2024: King Lear

North Theatre Awarded Critic’s Choice for 26th Year!

PLUS ENSEMBLE, TECHNICAL, AND ACTING AWARDS!

The cast and crew of Appleton North High School's one act production of “King Lear”  recently competed at the Wisconsin Interscholastic Theatre Festival state finals at UW-Milwaukee receiving top honors from a unanimous judges’ decision. In addition to the prestigious "Critic’s Choice" for overall excellence, North was awarded an Outstanding Ensemble Acting Award and an Outstanding Technical Theatre Award.  Two students, Max Lietzan-Buechel and Bennett Boggs, were recognized with Outstanding Individual Acting Awards.

This is the 26th consecutive year that Appleton North has been honored with the top award of Critics Choice, the only school in the nearly 100-year history of the competition to achieve such a distinction. Appleton North Theatre has been nationally recognized as one of the premier educational theatre programs in Wisconsin.


North Theatre One Act Advances to State!

FREE STATE SENDOFF PERFORMANCE OF ‘KING LEAR’ TUES., NOV. 19

The Appleton North High School One-Act cast and crew will present a state send-off performance of the play KING LEAR on Tuesday, Nov. 19, at 7:30 p.m. in the North auditorium. Admission is FREE, and the event will conclude by 8:30 p.m.

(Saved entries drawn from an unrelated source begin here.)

Issue #1289, opened 2024-10-30
Need public opt-out API for output routing from threads


minrk:
We need an easier opt-out of the behavior introduced in #1186, because most output I'm seeing come from threads is really confusing or even lost, where the previous behavior of sending all thread output to the current cell would be more appropriate. Either a kernel-level opt-out or a per-thread opt-out or both should be required, and we should perhaps reconsider the default behavior.

Two examples that I don't think are that unusual, demonstrating where the current behavior is incorrect and currently impossible to avoid with public APIs:

### ipyparallel

For example, IPython Parallel runs its IO in a background thread, and sometimes this produces output (e.g. when streaming output from engines). It produces output in response to direct, blocking action in the main thread, but the output is _produced_ in a long-running background thread. Sending this output to the cell that created the Client is not desirable. Producing the output in the main thread is not particularly feasible either, because it's used in e.g. streaming output in user code:

```python
with async_result.stream_output(): <- this instructs a background thread to start streaming to sys.stdout, etc.
    do_blocking_things() <- blocks the main thread, not controlled by ipyparallel
```

In all situations, the right thing to do for output produced by this thread is to go to the current cell.

The same is true for some log output, e.g. stopping clusters - which again produces output in a background thread as a direct result of synchronized action taken on the main thread, where placing the output near the action taken that triggered the output is less surprising than the far disconnected initial launch of the thread.

### ThreadPoolExecutor

Another, fully standard library situation is ThreadPoolExecutor, where outputs from all tasks will go to the initial thread-spawning Cell. It's not just the cell that creates the pool, since spawning threads may actually be deferred until the first task submission requiring the thread, producing this very surprising output order:

![Image](https://github.com/user-attachments/assets/f90d0606-a2c7-4b41-831e-99a391da6140)

which may be related to the joblib issue in #402 which is closed, but appears to actually be unresolved.

I think there is an assumption in #1186 that threads, once spawned, are long running and do not interact with the main thread. This holds for some examples of "fire and forget" type threads, but is definitely not true in general, and I'm not even sure it's true more often than not.

We at least need a way for packages/libraries to indicate that a thread producing output shouldn't be routed to the originating cell.

[...]

PR #1312, opened 2024-12-20
Fix test_print_to_correct_cell_from_child_thread

davidbrochart:
The parent thread has to live for the duration of the child thread, otherwise the parent thread exits before the child thread and disappears from the active threads, causing it to be removed from `thread_to_parent` and eventually leading to messages not being routed to the right cell:
https://github.com/ipython/ipykernel/blob/41a965eb35b3364a56e5f1e827d7e3a9580c0213/ipykernel/ipkernel.py#L781-L794
@krassowski Could you confirm? I saw that while working on #1291.

### DIFF
--- a/tests/test_kernel.py
+++ b/tests/test_kernel.py
@@ -105,8 +105,10 @@ def test_print_to_correct_cell_from_child_thread():
             sleep({interval})
 
     def parent_target():
-        Thread(target=child_target).start()
-        sleep({interval * iterations})
+        sleep({interval})
+        thread = Thread(target=child_target)
+        thread.start()
+        thread.join()
 
     Thread(target=parent_target).start()
     """
--- a/tests/test_kernel.py
+++ b/tests/test_kernel.py
@@ -105,8 +105,8 @@ def test_print_to_correct_cell_from_child_thread():
             sleep({interval})
 
     def parent_target():
-        sleep({interval})
         Thread(target=child_target).start()
+        sleep({interval * iterations})
 
     Thread(target=parent_target).start()
     """


tests/test_kernel.py
```diff
@@ -105,8 +105,8 @@ def child_target():
             sleep({interval})
 
     def parent_target():
-        sleep({interval})
         Thread(target=child_target).start()
+        sleep({interval * iterations})
```
krassowski, line 109: Does it also work if in addition to this sleep you keep the `sleep({interval})` above? I wonder if that was here for a reason. In other words, I think that adding the sleep at the end is fine, I am less confident about the function of the sleep that was removed (as this can change some edge case related to execution order).

Further, should we save a reference to the thread in a local variable before calling `sleep()`?

minrk:
I think also related to this is #1289 . Most of the time, in my experience, routing output to the cell that happened to spawn the thread _not_ the right thing to do, and results in quite a bit of mysteriously lost and out-of-order output.

krassowski:
Thanks for linking #1289, I missed it when it was opened (despite the mention!). I see your point. I think that usually it is the right thing to do, but will happily agree that there should be a way to opt out for the scenarios that you present.

tests/test_kernel.py
davidbrochart: In https://github.com/ipython/ipykernel/pull/1312/commits/41b31c5ca070bae713d80b15739011143ac58483 I added back the first `sleep`, and replaced the other `sleep` with a `thread.join()`, since it's essentially the same.

davidbrochart:
[Failure](https://github.com/ipython/ipykernel/actions/runs/12432129343/job/34710902367?pr=1312) is unrelated:
```
FAILED tests/test_subshells.py::test_run_concurrently_sequence[True-are_subshells0] - AssertionError: assert 'error' == 'ok'
```

krassowski (approved):
LGTM!

PR #1314, opened 2025-01-21
More Informative assert

Carreau:
This  keep failing downstream in IPython. It's annoying. I hope this will give an idea as to why. Otherwise can we mark the test as xfail ?

If not I"ll stop testing in IPython if I break ipykernel.

### DIFF
--- a/tests/test_subshells.py
+++ b/tests/test_subshells.py
@@ -125,6 +125,9 @@ def test_thread_ids():
         delete_subshell_helper(kc, subshell_id)
 
 
+@pytest.mark.xfail(
+    strict=False, reason="this randomly fail and make downstream testing less useful"
+)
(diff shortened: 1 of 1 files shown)


ianthomas23 (approved):
I am happy to make this change permanently, or the `xfail` alternative if you'd prefer on a temporary basis.

There seem to be quite a lot of upstream and downstream failures in various related projects CI. This test here is somewhat risky as it is timing based and is probably best to relax it a bit, but I don't want to spend any more time on the subshells work here until the `anyio` changes are completed.

Carreau:
xfail, or make them with a specific flag so that they are not ran by default for now ?

Carreau:
I've added an xfail (non strict)

ianthomas23:
Thanks @Carreau.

The 40 members of North’s cast and crew recently qualified for the 2024 Wisconsin Interscholastic State Theatre Festival Final competition with their sectionals performance on Nov. 7. More than 1800 high school students will participate in this year’s festival, which requires each school to present for evaluation a fully-staged play of no longer than 40 minutes. Less than half of the competing high schools typically qualify for state after having competed in both district and sectional meets held in October and early November. Each qualifying school then performs for a panel of four judges during the two-day festival, which adjudicates the performance and decides on the quality of the production and what honors, if any, should be awarded.

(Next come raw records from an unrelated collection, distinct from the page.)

PR #1316, opened 2025-02-12
Stop support for Python 3.9

Carreau:
New major version are a good time to drop support for older versions. I thihnk 3.9 should not be an issue, I woudl argue for removal of 3.10 as well.

### DIFF
--- a/.github/workflows/ci.yml
+++ b/.github/workflows/ci.yml
@@ -22,10 +22,10 @@ jobs:
       fail-fast: false
       matrix:
         os: [ubuntu-latest, windows-latest, macos-latest]
-        python-version: ["3.9", "3.13"]
+        python-version: ["3.10", "3.13"]
         include:
           - os: ubuntu-latest
-            python-version: "pypy-3.9"
+            python-version: "pypy-3.10"
           - os: macos-latest
             python-version: "3.10"
           - os: ubuntu-latest
--- a/ipykernel/ipkernel.py
+++ b/ipykernel/ipkernel.py
@@ -160,10 +160,7 @@ class IPythonKernel(KernelBase):
         self._new_threads_parent_header = {}
         self._initialize_thread_hooks()
 
-        if hasattr(gc, "callbacks"):
-            # while `gc.callbacks` exists since Python 3.3, pypy does not
-            # implement it even as of 3.9.
-            gc.callbacks.append(self._clean_thread_parent_frames)
+        gc.callbacks.append(self._clean_thread_parent_frames)
 
     help_links = List(
         [
--- a/pyproject.toml
+++ b/pyproject.toml
@@ -18,7 +18,7 @@ classifiers = [
     "Programming Language :: Python",
     "Programming Language :: Python :: 3",
 ]
-requires-python = ">=3.9"
+requires-python = ">=3.10"
 dependencies = [
     "debugpy>=1.8.1",
     "ipython>=7.23.1",


davidbrochart:
Why should we drop Python 3.9, since it has not reached EOL?

Carreau:
Please read the description of the PR:
- We are doing a major version, so it's a good time to drop.

Also:
  - IPython itself has already dropped 3.10
  - https://scientific-python.org/specs/spec-0000/
  - It makes CI faster.
  - We can start using 3.10 only features/types without conditional code.

Waiting for EOL is not a good reason, EOL means that _upsrtream_ have stopped supporting _their_ package, in general it's better to stop before their EOL so that they can stop their support knowing they don't people in the dust. 

Saying you need to wait for EOL, is like saying "no it's fine you can use a deprecated feature, it has not been removed.

Carreau:
Plus explicitly for 3.9, some test are flaky and annoying only on 3.9

davidbrochart:
These are still not valid reasons IMO.
Also, AFAIK we don't do that in other Jupyter projects.

Carreau:
Meh, if you don't want that's fine.

I find it a bit strange as for example main numpy is 3.11+, matplotlib is 3.10+ to lag more than 2 years behind and I have a hard time seing how someone that still python 3.9 can justify that they must have ipykernel 7+. It's not like dropping 3.9 support in 7.0 is still going to prevent 6.x to be installed...

> Also, AFAIK we don't do that in other Jupyter projects.

This is factually false as IPython does it. Unless you do not consider IPython as a Jupyter project ?

I think you are also adding maintenance burden to yourself and potentially pushing some contributors away.

I personally only have so much free time I'm willing to invest to fix bugs on older Pythons, and there are also limited time I can justify to clients WRT python versions they don't use anymore. The "oh I can't do that because we still support 3.9", writing conditional code for older Python is becoming tiresome.

Feel free to close.

davidbrochart:
I'm just saying my opinion, thus not closing.
I'm also no saying IPython is not a Jupyter project, but I don't know any other Jupyter project that does what you suggest.

davidbrochart:
I feel this is something that has to be discussed at the Jupyter level, because one Jupyter project will affect many others, and this is especially true for ipykernel.
My understanding is that we support Python versions until EOL, but I may be wrong.

ianthomas23:
Personally I am +1 on this.

Carreau:
For what it is worth, I just got annoyed by 3.9, because `some_builtin_object|None` is invalid at runtime on 3.9, while we use `|None` everywhere for the rest.

and I really don't see why something released in 2025 need to support something that was release in 2020. There is still the 6.x branch for that.

Carreau:
Can we maybe, just for 7.0 get the thought of @ipython/jupyterkernelteam ?

krassowski:
I still have a mental image of Python 3.9 as a "recent" version, probably because it was a very nicely feature-packed release and subsequent releases were smaller in terms of features (literally, due to shortened development cycle, more on that later).

> I'm also not saying IPython is not a Jupyter project, but I don't know any other Jupyter project that does what you suggest.

There is a precedent for releasing major versions (which we will need to support for a long time afterwards) with a requirement of using a Python version that already met its EOM but not EOL. For example, Python 3.7 was EOL on 2023-06-27 but:
- JupyterLab 4.0 was released on May 15, 2023 requiring Python 3.8 or newer
- jupyter-server 2.0 was released Dec 6, 2022 requiring Python 3.8 or newer

Notably, Python release cadence has increased starting with Python 3.9 from once every 18 months to once every 12 months (https://peps.python.org/pep-0602/). One of the arguments for it was to allow more Linux distributions (case of Fedora is explicitly mentioned in the PEP) to synchronise their release schedule and avoid the shipped Python version from falling behind. I think this makes it easier to drop older versions because nowadays operating systems will ship (or offer) more recent versions.

The downside is that dropping Python 3.9 will put downstreams in a position where they would need to test against multiple ipykernel versions as:
- JupyterLab supports Python 3.9+
- Jupyter Notebook follows what JupyterLab does
- Spyder allows Python 3.8 but tests only on 3.9+ (https://github.com/spyder-ide/spyder/pull/23286)


> IPython itself has already dropped 3.10

I find this a bit of a challenge for downstreams, because moving this fast means:
- frontends (Jupyter, Spyder) will need to move their main to match the Python version OR ignore ipykernel 7
- users will continue using older versions of frontends which support Python 3.10 because they cannot update and they cannot tell their admin to update as these versions are still receiving security updates
- when a new critical security issue gets discovered Jupyter  maintainers will be asked to backport it to Jupyter versions which support 3.10; we may not have resources to do so and users will have a choice of not using Jupyter or using a vulnerable version

which is why I am against removal of Python 3.10 support. I think this is much less of problem for Python 3.9 with the current JupyterLab release cadence.

CC @ccordoba12 for opinions.

Carreau:
> The downside is that dropping Python 3.9 will put downstreams in a position where they would need to test against multiple ipykernel versions as: [...]

I'm confused of what the extra changes are here.
This is already the case that downstream are testing with multiple version of  dependencies that are not compatible with some Python version in the CI matrix? That the point of CI matrix and `python_requires` ? 


In CI the python matrix will already install IPython 8.18.1 on 3.9, but 8.x (8.32 currently) on 3.10+ and latest on 3.11+ (which should) soon be 9.0). And that will be true for any direct or indirect (or conditional) dependencies as well.

I'm genuinely confused on what it changes downstream, it's like literally the life of CI that versions of dependencies changes across CI matrix and why ipykernel would need to be different ?

Do you mean that downstream _may_ need to have conditional code based on IPykernel version ? 
I agree with that, but that's unrelated to IPykernel being 3.8+, 3.10+ or 3.11+, it just depends on whether we have API change in ipykernel.

> frontends (Jupyter, Spyder) will need to move their main to match the Python version OR ignore ipykernel 7


I'm confused as well here. I don't see why users can't use newer version of frontends if they can't update ipykernel?  Don't/won't jupyterlab, server and all still work with ipykernel 6 ? 
Isn't the point of Jupyter to decouple frontend and kernels ?  Did they had to had to "move their main to match the Python " when IPython dropped support for 3.9 ? For 3.10 ? I did not see anyone stop support for IPython 8.19+, so I'm genuinely confused of what you are implying downstream will need to do.

>    users will continue using older versions of frontends which support Python 3.10 because they cannot update and they cannot tell their admin to update as these versions are still receiving security updates

How is dropping support for something in ipykernel affects security issue in other projects ? 
 - If it's an issue in IPykernel than it's ipykernel problem to backport security patches to say the 6.x branch. 
 - If Jupyter Server is still compatible 3.10, or even 3.9 and has a security issue it is not affected by ipykernel. It can use ipykernel 6 on 3.9 and ipykernel 7 on 3.12.

I mean we are not speaking of jupyter_client here – which I agree would have a much bigger impact.

All of the above seem to be all the same point that were made for the "Drop python 2" transition; and the reason `requires_python` was added:

- Publishing IPykernel 7.x with `python_requires = '>=3.whathever'` will just mean that on python 3.whatever and below pip and alike will just install 6.x, it does not force anyone downstream to make any changes, and CI will automatically adapt. And because it's a kernel it should not impact any clients.

---- 
>    when a new critical security issue gets discovered Jupyter maintainers will be asked to backport it to Jupyter versions which support 3.10; we may not have resources to do so and users will have a choice of not using Jupyter or using a vulnerable version

Those are different arguments, and those are imho opinions, I can understand those but:

I find the "weed won't have enough resources" also a double edge swords and also a bit of a straw man argument:

 1) You don't **have to** match CPython security timeline, that's a choice, you can decide to be shorter, other python projects are shorter. And again here I think that kernel and security are one of the most flexible and with the least attack surface compared to say server/lab or hub.

 2) The more python version you support the more work it is. In my own experience the time I spend fixing CI or writing code that is compatible 3.9 and 3.10 is wayyyy more that the time I spend backporting and working on security fixes. So I'll return it the opposite argument: dropping 3.9 – and 3.10 – will free much more time from maintainers to be able to actually spend time backporting security fixes if needed.

krassowski:
Yes, the misunderstanding and my poor points come from an implicit assumption that jupyterlab and other frontends will soon require the latest version of ipykernel. Of course, this does not need to be the case. Maybe my thinking here was biased by the failing downstream tests and this release being not backward compatible.

In two points:
- yes, JupyterLab may need to expand CI matrix because testing subshells integration (currently done by installing alpha) will no longer be possible on older Python version; not a huge deal on one hand, pretty annoying on the other
- yes, JupyterLab could decide not to upgrade its pin of `ipykernel` to `ipykernel>=7.0` (currently `ipykernel>=6.5`). Supporting the smallest range of `ipykernel` makes life easier for JupyterLab.

I agree someone needs to pay some extra maintenance cost and the decision to be made will just shift it between maintainers of ipykernel/users/maintainers of downstream. Some choices might allow to minimize the total cost.

> You don't have to match CPython security timeline, that's a choice, you can decide to be shorter, other python projects are shorter. And again here I think that kernel and security are one of the most flexible and with the least attack surface compared to say server/lab

Of course! I just explained what I thought was likely to happen, in a sense worse case scenario. It does not mean that this is a strong argument, or that I personally think this PR should not be merged, but I find value in exploring these scenarios to understand trade-offs. Spelling it out means others, like you, can correct errors in my reasoning.

Carreau:
> Yes, the misunderstanding and my poor points come from an implicit assumption that jupyterlab and other frontends will soon require the latest version of ipykernel. Of course, this does not need to be the case. Maybe my thinking here was biased by the failing downstream tests and this release being not backward compatible.

Ah with this assumption I understand, and if JupyterLab wants to pin ipykernel, then I agree with your points.

> * yes, JupyterLab may need to expand CI matrix because testing subshells integration (currently done by installing alpha) will no longer be possible on older Python version; not a huge deal on one hand, pretty annoying on the other

It seem that JupyterLab _should_ anyway test kernels that do and do not support subshells, it's understandable that it's more work. 

Now this goes into a slight different direction of JupyterLab and Kernel vertical integration. 
Jupyter Frontends tries to be kernel and language agnostic, but is it time to start thinking about tighter integration and make the assumption that the kernel is almost always a Python one.

Like if jupyterlab pins ipykernel, then I also expect older jupyterlab to not support ipykernel>7; in which case this is a vertical integration and we should likely merge back ipykernel and the server code into the same, or have releases in lockstep.


> Of course! I just explained what I thought was likely to happen, in a sense worse case scenario. It does not mean that this is a strong argument, or that I personally think this PR should not be merged, but I find value in exploring these scenarios to understand trade-offs. Spelling it out means others, like you, can correct errors in my reasoning.

I understand, and I think 3.10 is on the fence, so I won't push for it.

PR #155, opened 2022-09-14
Feature/context debugger

JesmoDev:
Adds a debugger for stores registered at the outer level of the app.
It has a lot of limitations for now and will be rewritten at a later point.
But for now it can be used to speed up the process of checking the data in the stores.


iOvergaard:
Just closing this so it doesn't take up space. Please re-open if it should be merged later on.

This is the twenty-sixth year in a row that North has qualified for state.

ABOUT ‘KING LEAR’

Considered by many to be the greatest tragedy ever written, Shakespeare’s KING LEAR  dramatizes the story of an aged king of ancient Britain, whose plan to divide his kingdom among his three daughters ends tragically. When he tests each by asking how much she loves him, the older daughters, Goneril and Regan, falsely flatter him. The youngest, Cordelia, does not, choosing instead to speak honestly and without false praise. Lear, in anger, disowns and banishes her.

Director Ron Parker states, “KING LEAR is Shakespeare’s darkest, most complex creation. It is a timeless and surprisingly contemporary drama that asks us to examine the nature of our own humanity and inhumanity through the lens of family, frailty, ambition, loyalty, madness, love and loss.”

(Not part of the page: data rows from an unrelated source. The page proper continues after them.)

PR #175, opened 2022-09-27
Feature/Data Type Config

madsrasmussen:


temp-schema-generator/manifests.ts
```diff
@@ -112,9 +99,12 @@ export interface MetaTreeItemAction {
 	icon: string;
 	weight: number;
 }
-export interface MetaPropertyEditorUI extends IPrevalues {
+export interface MetaPropertyEditorUI {
+	label: string;
+	propertyEditor: string;
 	icon: string;
 	group: string;
+	config?: PropertyEditorConfig;
```
iOvergaard, line 107: Would it be realistic to have multiple configs to a property editor UI, e.g. having the config registered as its own extension instead of hooked on to a specific propertyEditorUI?

(Sorry if this is starting a bigger discussion)

temp-schema-generator/manifests.ts
```diff
@@ -128,6 +118,7 @@ export interface MetaEditorView {
 	editors: string[];
 	pathname: string;
 	weight: number;
+	label: string;
```
iOvergaard, line 121: There's a TODO somewhere to discuss if `label` should be required on all manifests so we know what to call them if we ever need to display anything regarding a specific manifest in the backoffice, e.g. a table of all manifests. What do you think about that?

vite.config.ts
```diff
@@ -1,8 +1,19 @@
...
 // https://vitejs.dev/config/
 export default defineConfig({
-  build: {
-    sourcemap: true,
-  },
+	build: {
+		sourcemap: true,
+	},
+	plugins: [
+		viteStaticCopy({
```
iOvergaard, line 10: Is there a particular reason this doesn't work out of the box in the normal "public" folder?

src/mocks/browser-handlers.ts
```diff
@@ -18,6 +19,7 @@ const handlers = [
 	...dataTypeHandlers,
 	...documentTypeHandlers,
 	...treeHandlers,
+	...propertyEditorHandlers,
```
iOvergaard, line 22: This should probably be added to `e2e-handlers.ts` as well so we have some mocked property editors in Playwright.

iOvergaard (changes requested):

package.json
```diff
@@ -16,20 +16,22 @@
...
-		"build:production": "tsc && vite build",
+		"pre-run": "npm run generate:icons",
+		"dev": "npm run pre-run && vite",
+		"build": "npm run pre-run && tsc && vite build --mode staging",
+		"build:production": "npm run pre-run && tsc && vite build",
 		"preview": "vite preview --open",
-		"test": "web-test-runner --coverage",
-		"test:watch": "web-test-runner --watch",
-		"test:e2e": "playwright test",
+		"test": "npm run pre-run && web-test-runner --coverage",
```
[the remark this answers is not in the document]
madsrasmussen: I did it this way so we didn't have to commit the output files. If we want to change it I need to commit those?

package.json
```diff
@@ -44,6 +46,7 @@
 		"@umbraco-ui/uui-modal-sidebar": "file:umbraco-ui-uui-modal-sidebar-0.0.0.tgz",
 		"element-internals-polyfill": "^1.1.14",
 		"lit": "^2.3.1",
+		"lodash": "^4.17.21",
```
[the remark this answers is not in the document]
madsrasmussen: Ah, good catch. I will change.

package.json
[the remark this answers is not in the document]
iOvergaard: Yeah sure, let's just commit the output files. They only change when a new icon is added, right?

temp-schema-generator/manifests.ts
madsrasmussen: I thought about it, but I couldn't come up with a case where you need to extend another Property Editors config. You can't really access the config from within their editor.

In my opinion we should leave it like this for now. Then we can come back to it if a good use case shows up. (Let me know if you have one in mind :D )

temp-schema-generator/manifests.ts
madsrasmussen: We currently have a `name` property on all manifests that is used for this. The label is used in cases where we need a shorter "display" version of the name. Ex. Trees, Editor Views etc.

iOvergaard: Yeah I know. Was just thinking of the TODO if we should remove it.

package.json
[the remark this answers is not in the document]
madsrasmussen: Yeah. we will have to run the script manually if icons are updated, added or deleted. I have committed the files now. Then we can change if we forget it :)

src/mocks/browser-handlers.ts
madsrasmussen: This is updated now 👍

package.json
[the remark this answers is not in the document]
madsrasmussen: I am running into some issues with Playwright after the change to lodash-es. It seems like Node is complaining about the import of es modules. I can't figure out why it is only a problem here. I have seen some suggestions to add `"type": "module"` to the `package.json `but then I can't get the `playwright.config` file to work with Typescript.

https://github.com/microsoft/playwright/issues/12536

Is this something you have experienced when you set up Playwright?

temp-schema-generator/manifests.ts
madsrasmussen: I have added label to the section manifest which is the last one (for now) that needs it. I have also removed the TODO.

iOvergaard (approved):

PR #206, opened 2022-10-12
Feature/users section (Work in progress)

JesmoDev:
WIP User and User Group section


madsrasmussen (approved):
We are merging this PR because it consist changes we need in other places at the moment. A full review will happen when the feature is done.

Though rejected by her father, Cordelia’s true and honest nature wins her the affection of the King of France, whom she marries. Lear divides his kingdom between his other two daughters, Goneril and Regan, who quickly turn on their father, casting him out into a furious storm where he quickly descends into madness.

Meanwhile, the Earl of Gloucester’s illegitimate son Edmund turns Gloucester against his legitimate son, Edgar. Gloucester, appalled at the daughters’ treatment of Lear, gets news that a French army, led by Cordelia, is coming to help Lear. Edmund betrays Gloucester to Regan and her husband, Cornwall, who puts out Gloucester’s eyes and makes Edmund the Earl of Gloucester.

Cordelia and the French army save Lear, but their army is defeated. Edmund imprisons Cordelia and Lear, who regains his sanity and begs her forgiveness. Edgar then mortally wounds Edmund in a trial by combat. Dying, Edmund confesses that he has ordered the deaths of Cordelia and Lear. Word is sent to the prison to release them, but Cordelia is hanged before help arrives. An anguished Lear enters carrying Cordelia’s  lifeless body. Overcome by grief and guilt, he quickly follows her in death.

North Theatre has been awarded the top honor of Critic’s Choice at the Wisconsin High School Theatre Festival every year since 1999, the only school to accomplish such a feat in the history of the festival!